Napoletano Michele Cammarano

Biography

(b Naples, 23 Feb 1835; d Naples, 21 Sept 1920). Italian painter. He came from a family of artists of Catalan origin and was taught by his grandfather Giuseppe (1766–1850) and his great-uncle Antonio before enrolling at the Naples Accademia di Belle Arti in 1853. He studied under Gabriele Smargiassi (1798–1882), an exponent of traditional, composed, Romantic landscape, but was soon impressed by the plein-air landscape painting of Giacinto Gigante and by the work of the landscape painters of the Scuola di Posilippo, Alessandro La Volpe (?1820–87) and Vincenzo Franceschini (1812–85). Between 1854 and 1855 Cammarano entered the studio of Nicola Palizzi and devoted more time to studies from the live model and of landscape en plein air , with stays on Capri and at Cava Campobasso. This led to a break with Smargiassi, but Cammarano continued to attend evening life classes at the Accademia and to take part in competitions.

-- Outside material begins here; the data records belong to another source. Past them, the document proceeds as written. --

PR #6942, opened 2024-10-01
Fix DxilPayloadFieldAnnotation::GetPayloadFieldQualifier

### LINKED ISSUE #6941: DXIL PAQ metadata helpers report wrong information
**Description**
Attempting to use `DxilPayloadFieldAnnotation::GetPayloadFieldQualifier` returns `ReadWrite` for a field which was not annotated to be read *or* written by a given shader stage.

**Steps to Reproduce**
In the (still pending) PAQ test https://github.com/microsoft/DirectXShaderCompiler/pull/5487, the `color_write_AH` field is not annotated to be read or written by the `closesthit` shader stage. However, after loading that shader and using `GetPayloadFieldQualifier` on field 4 of the payload structure with the `PayloadAccessShaderStage::Closesthit` value, the result is `ReadWrite`.

The bug is clear:
https://github.com/microsoft/DirectXShaderCompiler/blob/main/lib/DXIL/DxilTypeSystem.cpp#L176
```c++
  // default type is always ReadWrite
  DXIL::PayloadAccessQualifier accessType =
      DXIL::PayloadAccessQualifier::ReadWrite;

  const unsigned readBit =
      static_cast<unsigned>(DXIL::PayloadAccessQualifier::Read);
  const unsigned writeBit =
      static_cast<unsigned>(DXIL::PayloadAccessQualifier::Write);

  unsigned accessBits = m_bitmask >> bitOffset;
  if (accessBits & readBit) {
    // set Read if the first bit is set
    accessType = DXIL::PayloadAccessQualifier::Read;
  }
  if (accessBits & writeBit) {

    // set Write only if the second bit set, if both are set set to ReadWrite
    accessType = accessType == DXIL::PayloadAccessQualifier::ReadWrite
                     ? DXIL::PayloadAccessQualifier::Write
                     : DXIL::PayloadAccessQualifier::ReadWrite;
  }
  return accessType;
```

If neither `readBit` nor `writeBit` are set, the 'default' of `ReadWrite` is returned, instead of the correct default of `NoAccess`. I presume that this is to handle a field which has no annotations at all. However that should be treated as a special case, perhaps with an early return.

A much simpler implementation that correctly handles `NoAccess` would look like:
```c++
  if (!HasAnnotations())
    return DXIL::PayloadAccessQualifier::ReadWrite;

  int bitOffset = GetBitOffsetForShaderStage(shaderStage);
  unsigned accessBits = m_bitmask >> bitOffset;
  return (DXIL::PayloadAccessQualifier)(accessBits & DXIL::PayloadAccessQualifierValidMaskPerStage);
```

jenatali:
Fixes #6941

### DIFF
--- a/lib/DXIL/DxilTypeSystem.cpp
+++ b/lib/DXIL/DxilTypeSystem.cpp
@@ -175,31 +175,13 @@ void DxilPayloadFieldAnnotation::AddPayloadFieldQualifier(
 DXIL::PayloadAccessQualifier
 DxilPayloadFieldAnnotation::GetPayloadFieldQualifier(
     DXIL::PayloadAccessShaderStage shaderStage) const {
+  if (!HasAnnotations())
+    return DXIL::PayloadAccessQualifier::ReadWrite;
 
   int bitOffset = GetBitOffsetForShaderStage(shaderStage);
-
-  // default type is always ReadWrite
-  DXIL::PayloadAccessQualifier accessType =
-      DXIL::PayloadAccessQualifier::ReadWrite;
-
-  const unsigned readBit =
-      static_cast<unsigned>(DXIL::PayloadAccessQualifier::Read);
-  const unsigned writeBit =
-      static_cast<unsigned>(DXIL::PayloadAccessQualifier::Write);
-
   unsigned accessBits = m_bitmask >> bitOffset;
-  if (accessBits & readBit) {
-    // set Read if the first bit is set
-    accessType = DXIL::PayloadAccessQualifier::Read;
-  }
-  if (accessBits & writeBit) {
-
-    // set Write only if the second bit set, if both are set set to ReadWrite
-    accessType = accessType == DXIL::PayloadAccessQualifier::ReadWrite
-                     ? DXIL::PayloadAccessQualifier::Write
-                     : DXIL::PayloadAccessQualifier::ReadWrite;
-  }
-  return accessType;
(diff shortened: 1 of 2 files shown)


damyanp (approved):
LGTM - I can't say I fully understand exactly why the simplified code is equivalent.  Have you confirmed that there's any existing tests at all that are validating that it at least sometimes did what it was supposed to do?

jenatali:
The simplified code is *not* equivalent, this isn't just a simplification, it's also a bugfix.

According to the [DXR spec](https://microsoft.github.io/DirectX-Specs/d3d/Raytracing.html#semantics):
`<none>` means "The payload field is neither available for reading nor are its contents modified by the given stage."

That would map to the `NoAccess` value. The existing test for this metadata helper only had one payload field, which had every stage represented as either read, write, or read-write. There was no stage which was completely omitted from the annotations. By adding the second payload field which omits closesthit/anyhit, I can verify that the old code *incorrectly* returned `ReadWrite` for those stages.

The old code was correct as long as the stage had either a read or write bit set, or both, it was only incorrect in that it returned `ReadWrite` instead of `NoAccess`. It was just... very verbose and therefore confusing in the way that it calculated the return value.

damyanp:
Oops, I misspoke by "equivalent"!  The nuance I was trying to get at was that presumably there are some cases where the new code would be expected to return the same results as before, and that there is some test coverage that continues to validate that.

tex3d (approved):
Looks good.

Early works, such as Winter Landscape (1857; Naples, Accad. B.A.), are close in style to the work of Nicola Palizzi. Cammarano also studied figure painting with Giuseppe Mancinelli (1813–75) and took a greater interest in history and literature, with the aim of finding subjects for compositions such as the Massacre of Altamura (sketch 1863; Naples, Mus. N. S Martino). He also joined Filippo Palizzi’s life drawing class and retained a close attachment to Palizzi for the rest of his life. He realized, however, that he should not allow himself to be trapped into excessive analytic precision in his painting and that he should aim for a more concise and expressive effect. His Realism, above all manifest in studies of rocks, trees, water and dilapidated walls, was free from Palizzi’s descriptive nuances and was based on a system of vigorous and constructive brushstrokes. In 1861 he took part in the artistic debate on the macchia technique, which linked the Tuscan Macchiaioli and the artists of the Scuola di Resina. The importance of subject-matter for Cammarano at this time, however, is evident in Earthquake at Torre del Greco (1862; Naples, Mus. N. S Martino) and in Idleness and Work (1863; Naples, Capodimonte), which marked the beginning of his concern with social problems.